PR #1007, opened 2015-11-25
Optimize $group operations.

sellout:
SD-953 #done

This rewrites $groups that duplicate keys as fields to remove the
duplication.

Some other changes included here:

* object keys that used the empty string now use “0”,
* BsonField.Leaf and .Index have been removed (we’ve only been using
# # # # #
== WHAT TO DO ==
Your task is to quote all of the data word for word.

== WRITTEN RESPONSE ==
PR #1007, opened 2015-11-25
Optimize $group operations.

sellout:
SD-953 #done

This rewrites $groups that duplicate keys as fields to remove the
duplication.

Some other changes included here:

* object keys that used the empty string now use “0”,
* BsonField.Leaf and .Index have been removed (we’ve only been using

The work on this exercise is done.